[Given records]

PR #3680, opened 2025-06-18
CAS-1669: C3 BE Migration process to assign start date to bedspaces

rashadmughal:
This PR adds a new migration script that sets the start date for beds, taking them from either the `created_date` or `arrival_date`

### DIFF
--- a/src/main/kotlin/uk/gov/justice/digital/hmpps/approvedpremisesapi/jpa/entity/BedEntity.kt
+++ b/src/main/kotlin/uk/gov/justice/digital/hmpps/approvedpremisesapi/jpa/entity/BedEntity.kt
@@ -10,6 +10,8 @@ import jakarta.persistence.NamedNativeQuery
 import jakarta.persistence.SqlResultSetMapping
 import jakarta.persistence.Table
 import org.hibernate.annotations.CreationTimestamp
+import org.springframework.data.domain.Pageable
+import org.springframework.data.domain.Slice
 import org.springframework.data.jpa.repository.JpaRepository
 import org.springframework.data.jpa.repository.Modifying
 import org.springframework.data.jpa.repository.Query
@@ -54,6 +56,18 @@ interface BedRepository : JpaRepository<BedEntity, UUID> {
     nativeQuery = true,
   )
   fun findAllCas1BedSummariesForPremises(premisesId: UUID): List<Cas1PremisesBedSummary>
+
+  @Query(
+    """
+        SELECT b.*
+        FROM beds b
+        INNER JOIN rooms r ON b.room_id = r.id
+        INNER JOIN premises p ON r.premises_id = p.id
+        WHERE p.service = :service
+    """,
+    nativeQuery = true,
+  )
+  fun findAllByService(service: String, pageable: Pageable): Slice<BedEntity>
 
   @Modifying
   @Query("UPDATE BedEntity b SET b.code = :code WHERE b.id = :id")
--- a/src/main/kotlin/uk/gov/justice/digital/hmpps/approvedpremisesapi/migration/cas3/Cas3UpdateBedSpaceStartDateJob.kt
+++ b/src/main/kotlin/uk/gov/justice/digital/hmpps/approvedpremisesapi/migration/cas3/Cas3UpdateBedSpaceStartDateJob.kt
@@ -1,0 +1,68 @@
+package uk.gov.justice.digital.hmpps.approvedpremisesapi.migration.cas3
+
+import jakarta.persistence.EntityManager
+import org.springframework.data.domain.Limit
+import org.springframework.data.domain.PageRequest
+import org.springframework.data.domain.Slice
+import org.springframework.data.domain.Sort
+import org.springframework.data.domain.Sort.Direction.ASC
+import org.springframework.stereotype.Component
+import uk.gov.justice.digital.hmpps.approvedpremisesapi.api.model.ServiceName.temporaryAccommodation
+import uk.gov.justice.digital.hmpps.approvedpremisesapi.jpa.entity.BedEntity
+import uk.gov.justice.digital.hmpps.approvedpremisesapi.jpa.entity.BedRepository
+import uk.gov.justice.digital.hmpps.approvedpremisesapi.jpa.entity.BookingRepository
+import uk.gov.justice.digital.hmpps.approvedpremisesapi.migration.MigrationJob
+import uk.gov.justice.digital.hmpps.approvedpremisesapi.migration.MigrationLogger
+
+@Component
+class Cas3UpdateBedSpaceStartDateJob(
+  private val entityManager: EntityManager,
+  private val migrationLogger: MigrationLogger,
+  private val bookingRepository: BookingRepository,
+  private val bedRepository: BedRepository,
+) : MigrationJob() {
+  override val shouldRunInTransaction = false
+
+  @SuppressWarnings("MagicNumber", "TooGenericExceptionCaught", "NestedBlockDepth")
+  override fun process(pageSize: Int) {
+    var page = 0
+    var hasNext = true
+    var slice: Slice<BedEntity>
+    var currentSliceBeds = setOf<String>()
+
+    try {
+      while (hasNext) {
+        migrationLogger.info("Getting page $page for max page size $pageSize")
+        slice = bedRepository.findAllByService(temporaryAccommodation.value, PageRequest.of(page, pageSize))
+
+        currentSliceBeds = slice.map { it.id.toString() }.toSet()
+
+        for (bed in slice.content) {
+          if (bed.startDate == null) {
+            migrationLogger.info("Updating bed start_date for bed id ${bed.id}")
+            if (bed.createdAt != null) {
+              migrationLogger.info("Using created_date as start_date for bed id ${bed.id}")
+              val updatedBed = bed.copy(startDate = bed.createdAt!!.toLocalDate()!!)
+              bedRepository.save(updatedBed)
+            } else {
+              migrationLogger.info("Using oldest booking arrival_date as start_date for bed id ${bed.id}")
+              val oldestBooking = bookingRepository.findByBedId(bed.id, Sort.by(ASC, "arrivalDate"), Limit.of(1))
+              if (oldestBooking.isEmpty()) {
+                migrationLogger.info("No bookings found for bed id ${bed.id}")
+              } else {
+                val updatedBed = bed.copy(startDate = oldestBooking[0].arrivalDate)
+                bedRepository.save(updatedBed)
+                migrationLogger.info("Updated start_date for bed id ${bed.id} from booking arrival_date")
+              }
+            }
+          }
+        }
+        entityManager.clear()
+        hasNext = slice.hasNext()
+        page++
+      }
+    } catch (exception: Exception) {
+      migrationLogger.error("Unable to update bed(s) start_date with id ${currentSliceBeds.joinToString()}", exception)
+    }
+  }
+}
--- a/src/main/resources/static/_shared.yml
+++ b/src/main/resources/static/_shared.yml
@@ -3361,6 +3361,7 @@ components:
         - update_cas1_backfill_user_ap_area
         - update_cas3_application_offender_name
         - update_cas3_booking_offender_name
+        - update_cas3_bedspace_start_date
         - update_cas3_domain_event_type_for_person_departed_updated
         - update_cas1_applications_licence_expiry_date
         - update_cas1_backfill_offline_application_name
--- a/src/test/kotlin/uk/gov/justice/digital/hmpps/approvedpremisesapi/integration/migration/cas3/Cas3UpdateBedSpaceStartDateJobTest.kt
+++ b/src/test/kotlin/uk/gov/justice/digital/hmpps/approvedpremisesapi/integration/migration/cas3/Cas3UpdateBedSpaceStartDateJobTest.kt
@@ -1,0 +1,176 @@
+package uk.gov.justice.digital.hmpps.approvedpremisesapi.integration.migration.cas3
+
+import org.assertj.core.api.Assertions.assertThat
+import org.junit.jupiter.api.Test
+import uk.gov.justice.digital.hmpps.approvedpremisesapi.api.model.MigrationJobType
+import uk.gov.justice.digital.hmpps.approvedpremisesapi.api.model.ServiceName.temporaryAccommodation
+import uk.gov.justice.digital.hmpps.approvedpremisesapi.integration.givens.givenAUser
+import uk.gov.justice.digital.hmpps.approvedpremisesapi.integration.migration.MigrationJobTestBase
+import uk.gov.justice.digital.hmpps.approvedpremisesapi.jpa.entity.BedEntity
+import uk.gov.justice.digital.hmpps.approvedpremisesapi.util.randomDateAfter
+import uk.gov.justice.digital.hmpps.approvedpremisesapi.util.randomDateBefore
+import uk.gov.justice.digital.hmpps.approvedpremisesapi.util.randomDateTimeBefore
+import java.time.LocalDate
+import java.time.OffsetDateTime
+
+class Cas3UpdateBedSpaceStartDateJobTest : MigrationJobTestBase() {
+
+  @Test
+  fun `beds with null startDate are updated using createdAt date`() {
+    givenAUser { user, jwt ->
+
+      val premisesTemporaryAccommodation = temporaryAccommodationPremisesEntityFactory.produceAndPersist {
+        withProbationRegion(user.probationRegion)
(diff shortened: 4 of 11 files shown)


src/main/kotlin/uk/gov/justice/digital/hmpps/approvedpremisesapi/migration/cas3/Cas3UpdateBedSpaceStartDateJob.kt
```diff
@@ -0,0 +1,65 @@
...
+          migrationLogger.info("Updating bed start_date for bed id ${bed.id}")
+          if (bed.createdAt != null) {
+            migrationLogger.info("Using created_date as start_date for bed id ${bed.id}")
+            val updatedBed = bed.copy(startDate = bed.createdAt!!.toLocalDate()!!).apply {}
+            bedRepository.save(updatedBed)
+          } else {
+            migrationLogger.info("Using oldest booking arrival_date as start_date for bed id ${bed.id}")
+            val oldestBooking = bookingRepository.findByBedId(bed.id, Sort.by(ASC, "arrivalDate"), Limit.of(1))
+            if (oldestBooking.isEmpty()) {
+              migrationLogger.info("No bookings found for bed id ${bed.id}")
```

[/Given records]
[Given records]

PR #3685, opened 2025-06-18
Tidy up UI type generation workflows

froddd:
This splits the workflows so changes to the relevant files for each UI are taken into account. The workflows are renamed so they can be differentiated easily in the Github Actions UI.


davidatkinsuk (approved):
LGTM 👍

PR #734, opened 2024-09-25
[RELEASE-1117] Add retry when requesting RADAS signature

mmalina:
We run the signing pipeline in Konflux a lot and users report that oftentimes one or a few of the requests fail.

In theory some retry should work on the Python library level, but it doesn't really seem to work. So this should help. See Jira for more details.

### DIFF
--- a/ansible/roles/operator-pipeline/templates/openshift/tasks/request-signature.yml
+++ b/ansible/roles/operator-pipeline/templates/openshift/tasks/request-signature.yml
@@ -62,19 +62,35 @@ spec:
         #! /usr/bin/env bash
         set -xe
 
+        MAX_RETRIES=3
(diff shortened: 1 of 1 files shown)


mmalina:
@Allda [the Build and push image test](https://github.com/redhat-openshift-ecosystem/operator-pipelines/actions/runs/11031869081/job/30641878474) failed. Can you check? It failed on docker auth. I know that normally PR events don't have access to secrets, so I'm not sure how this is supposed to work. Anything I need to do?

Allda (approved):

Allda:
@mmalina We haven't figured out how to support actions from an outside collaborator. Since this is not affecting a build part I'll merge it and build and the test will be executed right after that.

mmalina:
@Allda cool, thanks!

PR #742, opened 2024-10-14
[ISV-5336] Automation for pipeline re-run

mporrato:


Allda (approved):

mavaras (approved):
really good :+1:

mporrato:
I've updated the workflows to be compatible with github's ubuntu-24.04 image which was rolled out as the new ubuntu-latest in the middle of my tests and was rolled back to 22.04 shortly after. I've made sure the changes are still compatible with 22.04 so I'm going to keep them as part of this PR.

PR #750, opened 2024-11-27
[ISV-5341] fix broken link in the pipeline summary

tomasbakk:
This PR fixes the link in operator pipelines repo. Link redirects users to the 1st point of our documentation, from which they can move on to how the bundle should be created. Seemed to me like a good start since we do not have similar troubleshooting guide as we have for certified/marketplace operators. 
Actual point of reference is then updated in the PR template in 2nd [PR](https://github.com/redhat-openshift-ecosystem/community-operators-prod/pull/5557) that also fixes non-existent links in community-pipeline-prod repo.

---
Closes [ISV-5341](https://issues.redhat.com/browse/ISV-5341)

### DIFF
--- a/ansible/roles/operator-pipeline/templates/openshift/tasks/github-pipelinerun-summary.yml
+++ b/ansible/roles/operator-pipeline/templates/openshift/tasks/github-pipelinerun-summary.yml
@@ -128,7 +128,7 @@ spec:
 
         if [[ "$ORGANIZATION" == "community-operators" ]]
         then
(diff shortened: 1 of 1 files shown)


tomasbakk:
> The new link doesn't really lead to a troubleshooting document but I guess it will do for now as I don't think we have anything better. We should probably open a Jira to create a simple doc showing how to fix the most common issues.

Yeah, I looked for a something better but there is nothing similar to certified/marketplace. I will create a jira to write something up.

[/Given records]

### What is required
If a line above holds "currentSliceBeds", count it; say how many such lines there are and nothing else.

### Response area
3